Its Application for Glucose Biosensor

Yang Xiaoying, Ma Yanfeng, Lu Yanhong, Chen Yongsheng *

Center for Nanoscale Science and Technology, The State Key Laboratory of Functional Polymer

Materials College of Chemistry, Nankai University, Tianjin, PRC (300071)

E-mail:yangxiaoying@tijmu.edu.cn, maggie@nankai.edu.cn, luyanhong_2003@126.com, yschen99@nankai.edu.cn

Abstract

In this paper, glucose oxidase (GOx) was covalently immobilized on the single-walled carbon nanotubes (SWNTs) via carbodiimide bond by forming amide linkages between the residual amine of GOx and carboxylic acid groups on the SWNTs tips. The functionalized SWNTs were successfully immobilized on the surface of a glassy carbon (GC) electrode. The modified electrode with SWNTs and SWNTs-GOx showed excellent quantitative response of reduction current for the determination of H2O2 and glucose, respectively.

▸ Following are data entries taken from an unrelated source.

PR #368, opened 2020-02-24
Use latest available AMI for AWS/GCP/Azure

ldevulder:
in GCP and Azure we always use the latest OS image available.
This commit adds this for AWS.

Tested successfully on AWS with and without a custom image.

**Note:** as SLE15 is in extended support (not sure for SLES4SAP), it's now better to user 15-SP1 by default.


aws/variables.tf
```diff
@@ -1,45 +1,37 @@
...
-    "eu-west-1"    = "ami-0ca96dfbaf35b0c31"
-    "eu-west-2"    = "ami-00189dbab3fd43af2"
-    "eu-west-3"    = "ami-00e70e3421f053648"
+data "aws_ami" "latest_sles4sap" {
+  most_recent = true
+  owners      = ["013907871322"] # SUSE Linux
+
+  filter {
+    name   = "name"
+    values = ["suse-sles-sap-15-sp1-byos-*"]
```
arbulu89: Is there any way to get the latest version using other way? It would be better, instead of having this hardcoded, some kind of regular expressions maybe

ldevulder: It's pretty much what we are doing in GCP or Azure.

On GCP:

    variable "sles4sap_boot_image" {
      type    = string
      default = "suse-byos-cloud/sles-15-sap-byos"
    }

On Azure:

    hana_public_publisher = "SUSE"
    hana_public_offer     = "SLES-SAP-BYOS"
    hana_public_sku       = "15"
    hana_public_version   = "latest"

So I don't think it is a good idea to do something different (or could we do the same for GCP/Azure?).

ldevulder:
> @ldevulder Could we add the `aws_region` part to the filtering to get the latest image? It makes sense to use the image from the region you are launching.

It is automatically done! I tried this at the beginning but I had an error. I checked and the call to this `data` function couldn't be made if `aws_region` is not set globally. So we will only get AMI available in the selected region. 

> Besides that, I would take advantage and create a new variable like `monitoring_image` to have it different of the one use for the cluster, it makes sense.

Yes, more for another PR I think, as I will need this PR to create a new tagged version `v3.1.1`, I would like to only change the minimal things in this PR.

aws/variables.tf
alvarocarvajald: So, latest 15-SP1 in AWS, and latest 15-GM in Azure and GCP? Couldn't this PR include the changes to have all 3 providers in the same latest version as well?

aws/instances.tf
```diff
@@ -57,7 +57,7 @@ resource "aws_instance" "clusternodes" {
 
 resource "aws_instance" "monitoring" {
   count                       = var.monitoring_enabled == true ? 1 : 0
-  ami                         = var.sles4sap[var.aws_region]
+  ami                         = substr(var.sles4sap, 0, 4) == "ami-" ? var.sles4sap : data.aws_ami.latest_sles4sap.image_id
```
arbulu89: I would create an independent variable for this. I guess the monitoring server doesn't need to have the same image than the hana nodes

aws/variables.tf
arbulu89: Agree with Alvaro. We could put them all with SLE15 or SLE15SP1, but the same for all of them

aws/variables.tf
```diff
@@ -1,45 +1,37 @@
...
-    "eu-west-1"    = "ami-0ca96dfbaf35b0c31"
-    "eu-west-2"    = "ami-00189dbab3fd43af2"
-    "eu-west-3"    = "ami-00e70e3421f053648"
+  filter {
+    name   = "virtualization-type"
+    values = ["hvm"]
   }
 }
 
+variable "iscsi_srv" {
```
arbulu89: Could you add the description here? The name itself is not so meaningful)

arbulu89:
@ldevulder Any update on this?
I think if we just add the description to the new variables everything else is fine.
Other thing, did you start working in this issue because you found some issue in the older versions?
I'm facing a connectivity issue with the default image... the obs repositories connection is failling

aws/variables.tf
ldevulder: Agree, done for Azure and GCP.

ldevulder:
> This way we could use the names in a more friendly way

OK, I can try to do this in this PR.

aws/instances.tf
ldevulder: OK.

aws/variables.tf
ldevulder: OK.

ldevulder:
> This way we could use the names in a more friendly way

@arbulu89 In fact after some searches/tests I don't know how to handle this without duplicating the `data "aws_ami"` part, as you requested to have a separate variable for the monitoring server (and I also have one for the iSCSI server).

If I use something like `values = ["{{ var.sles4sap}}-*"]` in that case all server types will have the same OS by default.

So, I see these possibilities (but I will rename `var.sles4sap` to `var.sles4sap_image`, better name IMHO), pretty much what you suggested but I want to be sure:
- like you said, if `var.sles4sap_image` variable starts with `ami-` use it
- if `var.sles4sap_image` is set but not with `ami-`, use it in the filter part but for **ALL** nodes (HANA, iSCSI,  Monitoring, etc.)
- if `var.sles4sap_image` is not set use the latest version defined (15-SP1 currently)

Each server types could be overwritten directly with its variable, for example: `iscsi_os_image = "ami-XXXX"`, but not with a more friendly name. Or, as I said, I will have to duplicate the `data "aws_ami"` part for each server type to be able to do this.

aws/instances.tf
ldevulder: Done.

aws/variables.tf
ldevulder: Done.

aws/variables.tf
```diff
@@ -129,20 +156,10 @@ variable "ninstances" {
...
-    "us-west-1"    = "ami-0f213357578720889"
-    "us-west-2"    = "ami-0fc86417df3e0f6d4"
-    "ca-central-1" = "ami-0811b93a30ab570f7"
-    "eu-central-1" = "ami-024f50fdc1f2f5603"
-    "eu-west-1"    = "ami-0ca96dfbaf35b0c31"
-    "eu-west-2"    = "ami-00189dbab3fd43af2"
-    "eu-west-3"    = "ami-00e70e3421f053648"
-  }
+variable "hana_os_image" {
+  description = "OS image for hana node."
```
arbulu89: I would improve the description as the usage is quite complicated with the new change:
`sles4sap AMI image identifier or a pattern used to find the image name (e.g. suse-sles-sap-15-sp1-byos)`

aws/main.tf
```diff
@@ -11,7 +11,7 @@ module "netweaver_node" {
   aws_account_id            = var.aws_account_id
   aws_region                = var.aws_region
   availability_zones        = data.aws_availability_zones.available.names
-  sles4sap_images           = var.sles4sap
+  netweaver_os_image        = substr(var.netweaver_os_image, 0, 4) == "ami-" ? var.netweaver_os_image : data.aws_ami.latest_os_image.image_id
```
arbulu89: I think that this logic should be implemented inside the module. 
Anyway, we can change it in the future when we add terraform modules for all the components

aws/variables.tf
```diff
@@ -33,6 +33,33 @@ variable "private_key_location" {
...
+variable "default_os_image" {
+  description = "Default OS image"
+  type        = string
+  default     = "suse-sles-sap-15-sp1-byos"
+}
+
+# Data used to get the latest version of an AMI image
+data "aws_ami" "latest_os_image" {
+  most_recent = true
+  owners      = ["013907871322"] # SUSE Linux
```
arbulu89: I think this value should be configurable.

aws/variables.tf
```diff
@@ -33,6 +33,33 @@ variable "private_key_location" {
   type = string
 }
 
+variable "default_os_image" {
```
arbulu89: Most probably, in the future, when we have everything in modules, we will be able to remove this parameter. By now is OK

ldevulder: Why removing this variable? Allowing user to set the default value for all OS images could be fine, no?
Anyway, if you really want to I can remove it.

aws/variables.tf
ldevulder: Make sense, I will do it.

aws/variables.tf
ldevulder: Ok.

aws/main.tf
ldevulder: Ok.

ldevulder:
New version manually tested: we can use official AMI for all or only for some part. And the same for customized AMI. Could be useful for Build Validation: we can use internal AMI for some part (HANA, DRBD or NW_ and keep official AMI for all others.

aws/terraform.tfvars.example
```diff
@@ -36,9 +36,7 @@ public_key_location = "/path/to/your/public/ssh/key"
 private_key_location = "/path/to/your/private/ssh/key"
 
 # Custom AMI for nodes
-#sles4sap = {
-#    "eu-central-1" = "ami-xxxxxxxxxxxxxxxxx"
-#}
+#hana_os_image = "ami-xxxxxxxxxxxxxxxxx"
```
arbulu89, line 39: @ldevulder Can we put as an example just after the next one something like:
```
#hana_os_image = "ami-xxxxxxxxxxxxxxxxx"
# Or
#hana_os_image = "suse-sles-sap-15-sp1-byos"
```
To make more obvious that the 2 options are available. People don't usually check the variables description, and they only check the template, so having here the options makes things better

ldevulder: Done!

aws/variables.tf
ldevulder: In fact, with the refactoring of the code this variable has been removed :-)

Keywords: Single-Walled Carbon Nanotubes, Glucose Biosensor, Electrochemistry

1. Introduction

Since their discovery in 1991, 1 carbon nanotubes (CNTs) have fascinated many scientists in the fields of physics, chemistry and materials science. CNTs, perfect conducting molecular wires, are promising sensor materials because their properties can be tailed to detect a wide range of chemical and biological compounds. Also they have very high specific surface area, and most of this surface area, in principle, is accessible to both electrochemistry and immobilization of biomolecules. They are also mechanically strong, flexible and easy to modify at the ends and have modifiable electrical conductivity depending on their chirality and diameters. These properties make them a perfect candidate for the third generation of biosensors since they can both work as the medium to transfer the electrochemical signal and immobilization of the probe molecules at the molecule and individual SWNT level with minimum interference from the environment.2-4 During the last two years potential biological applications of CNTs have captured great interest and there have been many investigations relating to the use of CNTs for biological purpose. 5-11

While some examples have been reported for glucose biosensor using CNTs, most of these CNTs based biosensors were built from MWNTs or using physically absorption immobilization.12-15 In this paper we wish to report our preliminary studies for an electrochemical SWNTs biosensor using covalently immobilized glucose oxidase (GOx) as the probe on SWNTs and its utilization for the detection of glucose and H2O2 generated in many biocatalytic processes.

2. Experimental

2.1 Chemicals.

The SWNTs were prepared by a direct current arc-discharge method16 and with about 40-50% purity. 1-Ethyl-3- (3-dimethylaminopropyl) carbodiimide hydrochloride (EDC), N-hydroxysulfo-succinimide sodium salt (NHS), 2-morpholinoethanesulfonic acid monohydrate (MES), potassium dihydrogen phosphate (KH2PO4), dipotassium hydrogen phosphate (K2HPO4) and Triton-100 were purchased from Aldrich. Glucose oxidase (GOx, EC 1.1.3.4, Type X-S from Aspergillusniger, 157500 units/g of solid) and β-D-(+) glucose were purchased from Sigma. Hydrogen peroxide (30 wt%) was of analytical grade and used as without any further purification. All solutions were prepared with double distilled water.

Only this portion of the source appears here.